→ Task directions:
Begin at the line that contains "jefftriplett: Sorry about" and repeat every line from there to the end of the records below, inclusive, without adding any other line.

→ The data:
PR #2629, opened 2026-05-22
Link to the corporate membership page, not straight to the signup form

ericholscher:
The main fundraising page links straight to the corporate membership signup form, and the signup form has no link back to the page that explains membership.

People likely want to know what they're getting before signing up. Also `apply` isn't mentioned anywhere other than the primary CTA :)

### DIFF
--- a/djangoproject/templates/members/corporatemember_form.html
+++ b/djangoproject/templates/members/corporatemember_form.html
@@ -9,6 +9,12 @@
       organization!
     {% endblocktranslate %}
   </p>
+  <p>
+    {% blocktranslate trimmed %}
+      See the various sponsorship benefits on our
+      <a href="https://www.djangoproject.com/foundation/corporate-membership/">corporate membership page</a>.
+    {% endblocktranslate %}
+  </p>
   <form class="form-input corporate-membership-join-form" method="post" action="."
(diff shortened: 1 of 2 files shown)


djangoproject/templates/members/corporatemember_form.html
```diff
@@ -9,6 +9,12 @@ <h1>{% translate "Become a DSF corporate member" %}</h1>
       organization!
     {% endblocktranslate %}
   </p>
+  <p>
+    {% blocktranslate trimmed %}
+      See the various sponsorship benefits on our
+      <a href="https://www.djangoproject.com/foundation/corporate-membership/">corporate membership page</a>.
```
ericholscher, line 15: Note that Benefits on the flatpage doesn't have an `id` to link to. 😨 

I have a bunch of copy edits for the flatpage as well, but not sure how to submit those?

jefftriplett: Sorry about that, if this is helpful, I made a gist in case that's a helpful stop gap https://gist.github.com/jefftriplett/ebe87f093d0ad609a52c01a13547ca86

nessita:
This was covered and included in #2833.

→ Response to this exercise:
jefftriplett: Sorry about that, if this is helpful, I made a gist in case that's a helpful stop gap https://gist.github.com/jefftriplett/ebe87f093d0ad609a52c01a13547ca86

nessita:
This was covered and included in #2833.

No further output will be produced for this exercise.